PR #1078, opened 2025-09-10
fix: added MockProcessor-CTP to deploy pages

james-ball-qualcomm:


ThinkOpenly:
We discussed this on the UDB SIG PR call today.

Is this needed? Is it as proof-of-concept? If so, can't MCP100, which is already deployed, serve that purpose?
• • •
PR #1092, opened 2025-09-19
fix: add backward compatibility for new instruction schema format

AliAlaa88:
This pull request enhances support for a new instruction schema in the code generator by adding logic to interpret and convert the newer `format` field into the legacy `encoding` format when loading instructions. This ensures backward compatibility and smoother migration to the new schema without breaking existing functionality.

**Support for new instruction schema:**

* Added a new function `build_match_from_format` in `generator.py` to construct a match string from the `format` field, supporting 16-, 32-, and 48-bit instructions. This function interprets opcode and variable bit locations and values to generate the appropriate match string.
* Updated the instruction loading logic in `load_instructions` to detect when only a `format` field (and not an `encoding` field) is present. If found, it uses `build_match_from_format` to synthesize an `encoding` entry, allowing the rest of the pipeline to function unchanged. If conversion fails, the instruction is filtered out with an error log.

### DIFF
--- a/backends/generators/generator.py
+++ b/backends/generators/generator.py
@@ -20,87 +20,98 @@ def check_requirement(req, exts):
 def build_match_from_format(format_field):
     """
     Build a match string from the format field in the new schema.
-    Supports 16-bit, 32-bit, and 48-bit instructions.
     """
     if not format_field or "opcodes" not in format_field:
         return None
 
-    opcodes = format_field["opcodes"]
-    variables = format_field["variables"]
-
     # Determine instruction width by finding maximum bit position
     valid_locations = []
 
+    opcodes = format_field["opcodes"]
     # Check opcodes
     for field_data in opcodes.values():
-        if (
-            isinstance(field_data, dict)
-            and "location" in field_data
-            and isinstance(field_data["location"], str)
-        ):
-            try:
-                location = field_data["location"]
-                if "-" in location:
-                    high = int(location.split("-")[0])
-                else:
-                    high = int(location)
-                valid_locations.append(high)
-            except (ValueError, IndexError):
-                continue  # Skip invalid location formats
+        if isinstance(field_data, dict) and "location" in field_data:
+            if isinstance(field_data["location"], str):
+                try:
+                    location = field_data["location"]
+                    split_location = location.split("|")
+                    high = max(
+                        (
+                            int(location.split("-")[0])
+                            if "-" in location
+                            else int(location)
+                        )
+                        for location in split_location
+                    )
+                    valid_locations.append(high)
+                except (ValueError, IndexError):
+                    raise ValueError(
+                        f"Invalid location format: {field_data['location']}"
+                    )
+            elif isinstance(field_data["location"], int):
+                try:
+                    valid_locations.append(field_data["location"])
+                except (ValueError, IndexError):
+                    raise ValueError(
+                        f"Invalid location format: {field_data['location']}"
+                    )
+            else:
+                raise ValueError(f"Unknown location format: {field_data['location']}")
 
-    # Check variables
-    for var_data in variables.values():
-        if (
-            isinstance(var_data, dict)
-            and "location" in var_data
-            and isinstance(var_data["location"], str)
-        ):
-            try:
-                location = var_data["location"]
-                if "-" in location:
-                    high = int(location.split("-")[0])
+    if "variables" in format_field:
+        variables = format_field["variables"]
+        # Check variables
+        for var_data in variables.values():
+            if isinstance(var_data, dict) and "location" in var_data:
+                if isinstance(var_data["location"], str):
• • •
Requirement: Go through the entries above and count the lines holding the word "generators"; write nothing but the number.

Exercise output: 2